Dr. James Henderson, Senior Researcher, IDIAP
Monday April 24, 2023 | 15:15-16:15 CEST
The astounding recent advances in AI have been enabled by the Transformer deep learning architecture, and its incredibly effective inductive bias for Large Language Models. We argue that this architecture is fundamentally Bayesian, in that its learned representations are best thought of as probability distributions. We then propose an extension to Transformers which adds nonparametric Bayesian inference of these Bayesian representations. Our Nonparametric Variational Information Bottleneck can regularise any attention-based representation, resulting in generative models with variable-sized sparse latent representations. Existing large Transformers pretrained on text can be reinterpreted as approximating this inference, suggesting that the success of Transformers is due to their ability to approximate nonparametric Bayesian inference of Bayesian representations.
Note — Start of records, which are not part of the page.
PR #388, opened 2020-03-25
Bump version to 4.1.5

ajainarayanan:
This does not bump CDAP version and plugin parent versions yet. Those will be bumped once CDAP artifacts are pushed to maven central.

### DIFF
--- a/pom.xml
+++ b/pom.xml
@@ -19,7 +19,7 @@
 
   <groupId>io.cdap.wrangler</groupId>
   <artifactId>wrangler</artifactId>
-  <version>4.1.4</version>
+  <version>4.1.5</version>
   <name>Wrangler</name>
   <packaging>pom</packaging>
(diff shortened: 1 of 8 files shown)


albertshau (dismissed):

pom.xml
```diff
@@ -83,7 +83,7 @@
     <aws.sdk.version>1.11.133</aws.sdk.version>
     <bigquery.connector.hadoop2.version>0.10.2-hadoop2</bigquery.connector.hadoop2.version>
     <bouncycastle.version>1.56</bouncycastle.version>
-    <cdap.version>6.1.1</cdap.version>
+    <cdap.version>6.1.2</cdap.version>
```
albertshau: this should not be updated if it doesn't need to be

albertshau (approved):

PR #392, opened 2020-04-09
CDAP-16465 list tables correctly

albertshau:
Fixed the database handler to pass the catalog correctly so that
only tables within the catalog are returned.

PR #395, opened 2020-04-14
CDAP-16465 list tables correctly

albertshau:
Fixed the database handler to pass the catalog correctly so that
only tables within the catalog are returned.


albertshau:
cherry-pick of #392

CuriousVini (approved):

PR #397, opened 2020-04-21
[CDAP-16633] Added option to generate scoped GoogleCredentials with BQ and Drive scope for all BQ requests

vravish:


albertshau (approved):
lgtm. please be sure to cherrypick to release branches as well

PR #405, opened 2020-05-02
Minor fixes in testing and handling crlf correctly

nitinmotgi:


wrangler-core/src/main/java/io/cdap/wrangler/parser/MigrateToV2.java
```diff
@@ -56,7 +56,7 @@ public MigrateToV2(@Nullable String recipe, String delimiter) {
   }
 
   public MigrateToV2(String recipe) {
-    this(recipe, "\n");
+    this(recipe, "\\r?\\n");
```
albertshau, line 59: I've seen recipes with `\r\n` in the past and they seemed to work. Were only some directives stripping the `\r` or something?

wrangler-core/src/test/java/io/cdap/wrangler/parser/RecipeCompilerTest.java
```diff
@@ -183,26 +182,31 @@ public void test() throws Exception {
...
-    Assert.assertTrue(true);
+    TestingRig.compileSuccess(recipe);
+  }
+
+  @Test
+  public void testHandlingCRLF() throws Exception {
+    String[] recipe = new String[] {
+      "parse-as-csv :body '\t' true;\r\ndrop :body;\r\n"
+    };
+    TestingRig.compileSuccess(recipe);
```
albertshau, line 201: shouldn't just test that it compiles (didn't it compile successfully before?) Should test that the directives are parsed into the exact strings that are expected.

albertshau (commented):
Can you open a jira for this so that we have a record of the fix?

PR #406, opened 2020-05-02
[CDAP-16739] Added hard limit for Avro data file, proper error messag…

nitinmotgi:
…e redirecting user to use file source connector with format avro. Fixed parse-as-json to highlight error as well as handling integers correctly now

- [x] test case added
- [x] test file added
- [x] error message reviewed.


wrangler-core/src/main/java/io/cdap/directives/parser/JsParser.java
```diff
@@ -143,8 +167,19 @@ public void destroy() {
               row.add(column, getValue(element.getAsJsonPrimitive()));
             }
           }
-        } catch (JSONException e) {
-          throw new ErrorRowException(NAME, e.getMessage(), 1);
+        } catch (Exception e) {
+          String msg = e.getCause() != null ? e.getCause().getMessage() : e.getMessage();
+          // In case there are more rows being handled, we attempt to surface the Json that is
+          // causing an issue to make it easier for users to identify the problem quickly.
+          if (rows.size() > 1) {
```
albertshau, line 174: isn't rows always size 1? Otherwise throwing an ErrorRowException would incorrectly mark every Row as an error?

wrangler-core/src/main/java/io/cdap/directives/parser/ParseAvroFile.java
```diff
@@ -105,7 +115,10 @@ public void destroy() {
           }
         } else {
           throw new DirectiveExecutionException(
-            NAME, String.format("Column '%s' is of invalid type. It should be of type 'byte array'.", column));
+            NAME, String.format("Avro data file parsing directive requires '%s' to be of byte. " +
```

Dr James Henderson is a Senior Researcher at Idiap Research Institute, where he heads the Natural Language Understanding group. He was previously MER at Univ Geneva and held a number of other research positions since his PhD at Univ Pennsylvania and BSc at MIT. He investigates machine learning methods for natural language processing, with a long history of work on neural network structured prediction and variational Bayesian approaches to deep learning.